[WHAT IS EXPECTED]
Give an exact copy of the line that has "paulcor, line 698: This" and of every line below it, through the last, with nothing else.
★ ★ ★
PR #472, opened 2022-06-09
Highlight tokens in the diff view on click

simonlindholm:
Poor man's register highlighting: run a regex client side to tokenize lines and make it possible to click tokens to highlight them on that side of the diff. (You can highlight different tokens on both sides, in order to trace register diffs.) Double-clicking highlights a token on both sides. Only one token can be highlighted at a time, and clicking a non-token clears all highlighting.

(The double-click behavior is kinda undiscoverable and unideal... I could imagine selecting the corresponding token on the other side automatically when the lines match up completely, or showing a help message about the double click functionality when the user highlights the same thing on both sides manually, or moving the highlight-only-on-one-side functionality to under a modifier key.)

### DIFF
--- a/frontend/src/components/Diff/Diff.module.scss
+++ b/frontend/src/components/Diff/Diff.module.scss
@@ -6,11 +6,6 @@
     flex-direction: column;
 }
 
-.highlighted {
-    background-color: #777 !important;
-    box-shadow: 0 0 2px #fff;
-}
-
 .bodyContainer {
     flex-grow: 1;
 }
@@ -133,3 +128,12 @@
 .rotation6 { color: lightcyan; }
 .rotation7 { color: lightgreen; }
 .rotation8 { color: grey; }
+
+.highlighted {
+    color: white;
+    background-color: #aa8b00;
+}
+
+.highlightable {
+    cursor: pointer;
+}
--- a/frontend/src/components/Diff/Diff.module.scss
+++ b/frontend/src/components/Diff/Diff.module.scss
@@ -72,6 +72,8 @@
 
         padding: 0 1em;
 
+        cursor: default;
+
         &.highlight {
             background-color: rgba(255, 255, 255, 0.05);
 
--- a/frontend/src/components/Diff/Diff.module.scss
+++ b/frontend/src/components/Diff/Diff.module.scss
@@ -6,6 +6,11 @@
     flex-direction: column;
 }
 
+.highlighted {
+    background-color: #777 !important;
+    box-shadow: 0 0 2px #fff;
+}
+
 .bodyContainer {
     flex-grow: 1;
 }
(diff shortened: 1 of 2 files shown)


frontend/src/components/Diff/Diff.tsx
```diff
@@ -89,7 +139,15 @@ const innerElementType = forwardRef<HTMLUListElement, HTMLAttributes<HTMLUListEl
 innerElementType.displayName = "innerElementType"
 
 function DiffBody({ diff, fontSize }: { diff: api.DiffOutput, fontSize: number | undefined }) {
-    return <div className={styles.bodyContainer}>
+    const setHighlightAll = value => {
+        highlighter1.setValue(value)
+        highlighter2.setValue(value)
+        highlighter3.setValue(value)
+    }
```
nanaian: Can you move this function to below the `highlighterX` declarations?

nanaian (approved):
Good rich diff feature. I can't say I love the implementation details-- there's a lot going on, and it would be better to actually parse the asm lines, but it's definitely good enough for now :shipit: 

We should definitely consider refactoring the DiffCell/FormatText etc to their own files if this is to get more complex in the future

frontend/src/components/Diff/Diff.tsx
```diff
@@ -52,23 +52,24 @@ function FormatDiffText({ texts, highlighter }: {
     highlighter: Highlighter
 }) {
     let index = 0
-    return <> {
+    return <>{
```
simonlindholm, line 55: this space actually appears in the output, and I think we want it there. Or some replacement CSS

frontend/src/components/Diff/Diff.tsx
```diff
@@ -52,23 +52,24 @@ function FormatDiffText({ texts, highlighter }: {
...
         texts.map(t =>
             Array.from(t.text.matchAll(RE_TOKEN)).map(match => {
-                const text = match[0], isToken = !match[1]
-                const key = index++
-                let className = undefined
+                const text = match[0]
+                const isToken = !match[1]
+                const key = index++ // FIXME: using index as key is an antipattern
```
simonlindholm, line 60: (I disagree in this case since the asm doesn't change dynamically, and there isn't any other key to use.)

frontend/src/components/Diff/Diff.module.scss
```diff
@@ -133,3 +128,12 @@
...
 .rotation7 { color: lightgreen; }
 .rotation8 { color: grey; }
+
+.highlighted {
+    color: white;
+    background-color: #aa8b00;
+}
+
+.highlightable {
+    cursor: pointer;
```
simonlindholm, line 140: I also experimented with this and felt it a bit distracting. Though it's true that it does add discoverability

nanaian: I definitely think the discoverability is worth it

ethteck (approved):
lgtm! thanks for this. It works well for such a simple addition. I'll leave it to you two to decide when to merge

snuffysasa:
excited to try this

PR #477, opened 2022-06-12
disallow_untyped_defs for mypy

ethteck:
Added `disallow_untyped_defs = True` to our mypy rules.

I'd appreciate it if a couple people go over this. Particularly any time I added `Any` or left a `# TODO` I'm less sure about.


backend/coreapp/serializers.py
```diff
@@ -55,18 +57,18 @@ def serialize_profile(request: Request, profile: Profile, small=False):
...
 if TYPE_CHECKING:
-    ProfileFieldBaseClass = serializers.RelatedField[Profile, str, str]
+    ProfileFieldBaseClass = serializers.RelatedField[Profile, str, dict[str, Any]]
 else:
     ProfileFieldBaseClass = serializers.RelatedField
 
 
 class ProfileField(ProfileFieldBaseClass):
-    def to_representation(self, profile: Profile):
+    def to_representation(self, profile: Profile) -> dict[str, Any]:
```
nanaian, line 66: Should this be `Dict`?

backend/coreapp/serializers.py
```diff
@@ -146,23 +150,38 @@ class Meta:
             "platform",
         ]
 
-    def get_project(self, scratch: Scratch):
+    # TODO: Unused
+    def get_project(self, scratch: Scratch) -> Optional[str]:
```
ethteck, line 154: @nanaian do you know why these are here? I don't think we need them on the serializer, and they seem unused

backend/coreapp/serializers.py
```diff
@@ -146,23 +150,38 @@ class Meta:
...
+            return reverse(
+                "project-detail",
+                args=[scratch.project_function.project.slug],
+                request=self.context["request"],  # type: ignore
+            )
+        return None
 
-    def get_project_function(self, scratch: Scratch):
+    # TODO: Unused
+    def get_project_function(self, scratch: Scratch) -> Optional[str]:
```
ethteck, line 167: this one too

backend/coreapp/views/scratch.py
```diff
@@ -406,12 +406,15 @@ def claim(self, request, pk):
...
     @action(detail=True, methods=["POST"])
-    def fork(self, request, pk):
+    def fork(self, request: Request, pk: str) -> Response:
         parent: Scratch = self.get_object()
 
-        request_data = (
-            request.data.dict() if isinstance(request.data, QueryDict) else request.data
-        )
+        # TODO Needed for test_fork_scratch test?
+        if isinstance(request.data, QueryDict):  # type: ignore
```
ethteck, line 413: this whole thing seems wrong too

nanaian (approved):

backend/coreapp/serializers.py
nanaian: these are not unused
https://www.django-rest-framework.org/api-guide/fields/#serializermethodfield

nanaian (changes requested):
Remove those `// TODO: Unused` comments; they're not unused

backend/coreapp/views/scratch.py
nanaian: IIRC when testing, `request.data` was a QueryDict, not a real dict, even though the stubs said it was supposed to be a dict, and the `**request_data` on L419 didn't work with the QueryDict

backend/coreapp/serializers.py
ethteck: okay, thanks. They used to not always return a value (the function would fall through to nothingness) - is the `return None` I added at the end of them (and the return type `str`) correct?

nanaian: yep LGTM

backend/coreapp/views/scratch.py
ethteck: yeah I saw the same thing. I'm just confused why that's the case..

nanaian: [it appears that DRF varies the type based on what type of data is POSTed, which is gross](https://stackoverflow.com/a/70230790)

nanaian (approved):

backend/coreapp/tests.py
```diff
@@ -33,7 +33,7 @@
 from .models.scratch import CompilerConfig, Scratch
 
 
-def requiresCompiler(*compilers: Compiler):
+def requiresCompiler(*compilers: Compiler) -> Callable[..., Any]:
```
simonlindholm, line 36: not that it matters whatsoever in a test, but you could do `Callable[[F], F]` where `F = TypeVar('F', bound=Callable[..., Any])` for more accurate typing. (The `bound=` part not too important.)

simonlindholm (approved):
LGTM. The remaining `Any`s look annoying to get rid of, but now they're at least explicit!

PR #488, opened 2022-07-14
MWCC line number fix

SeekyCt:
In MWCC versions 3.0+, using `#line` directives to override line numbers in the dwarf output won't work unless the file given in the directive exists (the contents of it don't matter). This PR changes the second directive from `src.c` to `code.c` since that file already exists, and creates an empty `ctx.c` file to fix the first directive.

### DIFF
--- a/backend/coreapp/compiler_wrapper.py
+++ b/backend/coreapp/compiler_wrapper.py
@@ -140,8 +140,7 @@ class CompilerWrapper:
             # Fix for MWCC line numbers in GC 3.0+
             if compiler.is_mwcc:
                 ctx_path = sandbox.path / "ctx.c"
-                with ctx_path.open("w") as f:
-                    pass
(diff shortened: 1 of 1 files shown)


backend/coreapp/compiler_wrapper.py
```diff
@@ -131,12 +131,18 @@ def compile_code(
...
+                f.write('#line 1 "code.c"\n')
                 f.write(code)
                 f.write("\n")
 
             cc_cmd = compiler.cc
 
+            # Fix for MWCC line numbers in GC 3.0+
+            if compiler.is_mwcc:
+                ctx_path = sandbox.path / "ctx.c"
+                with ctx_path.open("w") as f:
```
mkst, line 143: I think this can be `ctx_path.touch()` instead?

nanaian (approved):

PR #490, opened 2022-07-19
Add Nintendo 3DS platform

EstexNT:


simonlindholm:
We've had bad experiences with wine in decomp.me wrt sandboxing, startup time, and breakage on updates, with a recent move towards replacing wine by https://github.com/Treeki/WiBo. Hacking that to support armcc would be doable but require some effort. Are there Linux versions of the compiler available? I'm seeing some at https://developer.arm.com/downloads/-/legacy-compilers, though no 4.0 and only a subset of the 4.1 build numbers (plus some build numbers that aren't in the zip).

SinaMegapolis:
Nintendo made a deal with ARMCC developers so that specific ARMCC 4.1 builds (from 4.1 b9xx to 5.2?) were only given to Nintendo 3DS developers.
To my knowledge both the public and the proprietary 4.1 builds only work on Windows, specifically best supported for Windows XP, Vista, and 7. They don't come with Linux versions.

SinaMegapolis:
I actually think the reason ARMCC for 3DS doesn't have linux versions is that it's meant to work with Visual Studio, as it lets the developers have more flexibility when it comes to developing CROs and CRO based build systems

ethteck:
Merging for now (using wine) and will hopefully migrate it to wibo soon

PR #24036, opened 2023-11-04
Provide MinGW-specific instructions for building applications

vadz:
We had instructions for building wxWidgets with MinGW but not for building the applications using wxWidgets, so add them too now in the hope that it will be helpful to people who struggle to find the options to use for building -- or at the very least to the people who have to answer the questions about this, as they could now just point to these instructions.

---

This is not much and more improvements would be definitely welcome, but better than nothing. Or at least I hope so: please let me know if I wrote anything wrong, as I didn't really test this.

### DIFF
--- a/docs/msw/install.md
+++ b/docs/msw/install.md
@@ -470,11 +470,11 @@ need to:
 
 * Add the list of libraries to link with to the linker input. The exact list
   depends on which libraries you use and whether you built wxWidgets in
-  monolithic or default multlib mode and basically should include all the
-  relevant libraries from the directory above, e.g. `wxmsw31ud_core.lib
-  wxbase31ud.lib wxtiffd.lib wxjpegd.lib wxpngd.lib wxzlibd.lib wxregexud.lib
-  wxexpatd.lib` for a debug build of an application using the core library only
-  (all wxWidgets applications use the base library).
+  monolithic or default multi-lib mode and basically should include all the
+  relevant libraries from the directory above, e.g. `wxmsw34ud_core.lib
+  wxbase34ud.lib wxtiffd.lib wxjpegd.lib wxpngd.lib wxzlibd.lib wxregexud.lib
+  wxexpatd.lib` for a debug build of an application using the core library of
+  wxWidgets 3.4 only (all wxWidgets applications use the base library).
 
 
 For example, to compile your program with gcc using debug wxWidgets DLLs
--- a/docs/msw/install.md
+++ b/docs/msw/install.md
@@ -455,18 +455,22 @@ Here is what you need to do:
   - compiler
   - resource compiler
   include paths.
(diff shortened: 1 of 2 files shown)


docs/msw/install.md
```diff
@@ -472,6 +476,18 @@ need to:
   (all wxWidgets applications use the base library).
 
 
+For example, to compile your program with gcc using x64 debug wxWidgets DLLs
+you would need to use the following options for the compiler (and `windres`
+resource compiler):
+
+    -I$WXWIN/include -I$WXWIN/lib/gcc_x64_dll/mswud -D__WXMSW__ -DWXUSINGDLL
```
PBfordev, line 483: IME, when building wxWidgets with the bundled GCC makefile, `_x64` in the library folder name is not used (unlike with MSVC), i.e., both 32- and 64-bit libraries are by default produced in `$WXWIN/lib/gcc_{lib|dll}` folder.

`_x64` in the folder name is used when building with CMake or with official pre-built binaries.

I would expect people using the makefile have wxWidgets also built by the makefile. I think it would be easiest to just remove "x64" from the text and `_x64`  from the examples?

vadz: You're absolutely right, thanks for noticing this. I'll fix it and push.

PBfordev:
As for the libraries names passed to the linker, I think they should be documented better.

For experienced users, we know what to use, i.e., can derive the names of libraries from the docs and file names. But in my long-time experience on wxForum, many beginners struggle with this. Sure, one can be told to study the samples makefiles (that's what I did), but...

Link order with GCC is another similar thing, the correct order may be difficult to figure out, even with the library dependency scheme available. Lastly, the Windows libraries to link with in the static build are probably not easy to find out.

AFAICT, the library names (and their order with GCC) are not documented anywhere also for CMake.

I do not know how to efficiently (i.e., very briefly yet clearly) describe the above, it takes three pages in [my guide](https://github.com/PBfordev/wxpbguide) (but it's basically just one big table and two screenshots).  

Perhaps splitting the install instructions into two documents, (1) Building wxWidgets and (2) Building applications, would allow for more extensive guide... I could have a try at (2), if you think it could be useful. On the other hand, one can argue that the longer the docs, the slimmer the chance most people want to read them.

Even if non-CMake builds are not going to be available since 3.3, 3.2 will be here for the long time, so I think these instructions are still valuable.

vadz:
I think splitting the documentation into 2 topics could be better, but I'm not sure. It would also be nice to have the instructions directly in the binaries README but they almost totally duplicate the normal instructions (but can be much more brief as they don't have to deal with all the different cases).

For now I'll merge this as it's already a (slight) improvement IMHO but our build documentation is clearly still suboptimal, considering the amount of people who have trouble with it.

PR #24037, opened 2023-11-05
Return true from AddCatalog() if message ID matches language

### LINKED ISSUE #24019: wxTranslations::AddCatalog() returns false for msgid language if it's different from system language
In wxWidgets-3.2.3 there is a regression that was introduced with commit d1782237458a92d084ba67afb063e703496aeab2.

`wxTranslations::AddCatalog()` now returns false if the selected language:
* is that of the "msgid" strings in source code AND
* is different to the system language AND
* has no available catalog (which is perfectly fine for the msgid language)

This issue can be reproduced in the internat sample with the following modifications:

```patch
diff --git "a/samples/internat/internat.cpp" "b/samples/internat/internat.cpp"
index 53ca7ebbb1..d575fccc93 100644
--- "a/samples/internat/internat.cpp"
+++ "b/samples/internat/internat.cpp"
@@ -212,6 +212,14 @@ bool MyApp::OnInit()
         langDesc = langInfo ? langInfo->Description
                             : wxString("the default system language");
 
+    const wxLanguage msgIdLang = wxLANGUAGE_ENGLISH_US;
+
+    const wxLanguageInfo* const
+            msgIdLangInfo = wxUILocale::GetLanguageInfo( msgIdLang );
+    const wxString
+            msgIdLangDesc = msgIdLangInfo ? msgIdLangInfo->Description
+                                          : wxString("the msgid language");
+/*
     if ( m_setLocale == Locale_Ask )
     {
         m_setLocale = wxMessageBox
@@ -227,7 +235,7 @@ bool MyApp::OnInit()
     }
 
     if ( m_setLocale == Locale_Set )
-    {
+*/  {
         if ( !wxUILocale::UseDefault() )
         {
             wxLogWarning("Failed to initialize the default system locale.");
@@ -245,13 +253,14 @@ bool MyApp::OnInit()
 
         // Create the object for message translation and set it up for global use.
         wxTranslations* const trans = new wxTranslations();
+        trans->SetLanguage( msgIdLang );
         wxTranslations::Set(trans);
 
         // Initialize the catalogs we'll be using.
-        if ( !trans->AddCatalog("internat") )
+        if ( !trans->AddCatalog("internat", msgIdLang ) )
         {
             wxLogError(_("Couldn't find/load 'internat' catalog for %s."),
-                       langDesc);
+                       msgIdLangDesc);
         }
 
         // Now try to add wxstd.mo so that loading "NOTEXIST.ING" file will produce

```

- wxWidgets version  you use: 3.2.3

vadz:
When the original messages language matches the language of the locale being used, these strings can be used directly and so AddCatalog() should still return true for them but it didn't do it any more after the changes of 94b1a17aeb (Add AddAvailableCatalog() and use it in AddStdCatalog(), 2023-09-30).

See #18227.

Closes #24019.

### DIFF
--- a/src/common/translation.cpp
+++ b/src/common/translation.cpp
@@ -1346,9 +1346,27 @@ bool wxTranslations::AddCatalog(const wxString& domain,
         return true;
 
     const wxString msgIdLang = wxUILocale::GetLanguageCanonicalName(msgIdLanguage);
-    const wxString domain_lang = GetBestTranslation(domain, msgIdLang);
 
-    if ( msgIdLang == domain_lang )
+    // Check if the original strings can be used directly.
+    bool canUseUntranslared = false;
+    if ( m_lang.empty() )
+    {
+        // If we are using the default language, check if the message ID
+        // language is acceptable for this system.
+        const wxString domain_lang = GetBestTranslation(domain, msgIdLang);
+
+        if ( msgIdLang == domain_lang )
+            canUseUntranslared = true;
+    }
+    else // But if we have a fixed language, we should just check it instead.
+    {
+        // Consider message IDs for another region using the same language
+        // acceptable.
+        if ( msgIdLang.BeforeFirst('_') == m_lang.BeforeFirst('_') )
+            canUseUntranslared = true;
+    }
+
+    if ( canUseUntranslared )
     {
         wxLogTrace(TRACE_I18N,
                     wxS("not using translations for domain '%s' with msgid language '%s'"),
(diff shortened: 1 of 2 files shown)


wh11204:
Typo, _canUseUntranslared_ should be _canUseUntranslated_.

vadz:
> Typo, _canUseUntranslared_ should be _canUseUntranslated_.

Thanks, fixed locally but not updating the PR to avoid rerunning the CI builds without good reason.

PR #24040, opened 2023-11-06
Generate DPI changed event in wxGTK too

vadz:
Non-GTK changes here are just refactoring.

@paulcor Please let me know if you object to this naive implementation (I think the proper way would be to react to the property change, but this seems much simpler to me).


src/gtk/toplevel.cpp
```diff
@@ -34,6 +34,10 @@
 #include "wx/recguard.h"
 #include "wx/sysopt.h"
 
+#ifdef __WXGTK3__
+    #include "wx/display.h"
```
paulcor, line 38: Doesn't seem to be needed.

src/gtk/toplevel.cpp
```diff
@@ -339,6 +343,21 @@ gtk_frame_configure_callback( GtkWidget*,
...
+    const auto newScaleFactor = GetContentScaleFactor();
+    if ( newScaleFactor != m_scaleFactor )
+    {
+        const auto oldScaleFactor = m_scaleFactor;
+
+        // It seems safer to change it before generating the events to avoid
+        // any chance of reentrancy.
+        m_scaleFactor = newScaleFactor;
+
+        WXNotifyDPIChange(oldScaleFactor, newScaleFactor);
```
paulcor, line 357: This is going to fire when a TLW is created on a scaled display, even though it's not really a "change". Not sure if that is your intention.

src/gtk/toplevel.cpp
vadz: Oops, thanks for noticing this, it's a leftover from the version before Mac refactoring, will remove.

src/gtk/toplevel.cpp
vadz: Yes, this is definitely my intention and, in fact, the main motivation for this change: without it, the (generic) `wxTreeCtrl` in the sample is broken on high DPI display because it uses scale factor of 1 which is in effect when it's being initialized and its images are set. Getting this event makes everything work correctly, even if not optimally -- but I have no idea how could we get the correct scale factor before showing the window and I'm not sure if it's even possible.

paulcor: GTK will make a guess for the scale of a window that is not realized yet, which presumably would always be correct for a single monitor or multiple monitors with the same scale, and if wrong would be corrected here. So I think adding `m_scaleFactor = GetContentScaleFactor();` to the end of `Create()` would avoid the extra event most of the time.

vadz: Thanks, you're absolutely right and I should have realized that the fact that it doesn't work in my case (I have no idea why does GTK consider my 100% DPI monitor primary even if I have the main Gnome stuff on my 200% monitor) doesn't mean that it never works -- in fact it probably does in the vast majority of cases. I've implemented your suggestion now, thanks again.

src/gtk/toplevel.cpp
```diff
@@ -675,6 +690,13 @@ bool wxTopLevelWindowGTK::Create( wxWindow *parent,
     gdk_set_program_class(wxTheApp->GetAppDisplayName().utf8_str());
 #endif
 
+    // This value may be incorrect as here it's just set to the scale factor of
+    // the primary monitor, but it's better than setting it to 1, as chances
+    // are that the window will be created on the primary monitor or, maybe,
+    // the other monitors use the same scale factor anyhow. And if this isn't
+    // the case, it will corrected when we get "configure-event" from GTK.
+    m_scaleFactor = GetContentScaleFactor();
```
paulcor, line 698: This is too early, `m_widget` needs to be valid.

vadz: Ugh, yes, of course, thanks again.

PR #24041, opened 2023-11-08
Don't find hidden items when using incremental tree search

vadz:
Only the last commit here is important, the rest is just some minor cleanup.

I don't know if anybody has any objections to this, i.e. likes the current behaviour, but personally it drives me crazy because, as a user, I definitely want to go to the visible item when typing a first couple of the letters in its name and not some item 4 levels deep in the collapsed part of the tree.


vadz:
No objections, so merging.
★ ★ ★
[OUTPUT BELOW]
paulcor, line 698: This is too early, `m_widget` needs to be valid.

vadz: Ugh, yes, of course, thanks again.

PR #24041, opened 2023-11-08
Don't find hidden items when using incremental tree search

vadz:
Only the last commit here is important, the rest is just some minor cleanup.

I don't know if anybody has any objections to this, i.e. likes the current behaviour, but personally it drives me crazy because, as a user, I definitely want to go to the visible item when typing a first couple of the letters in its name and not some item 4 levels deep in the collapsed part of the tree.


vadz:
No objections, so merging.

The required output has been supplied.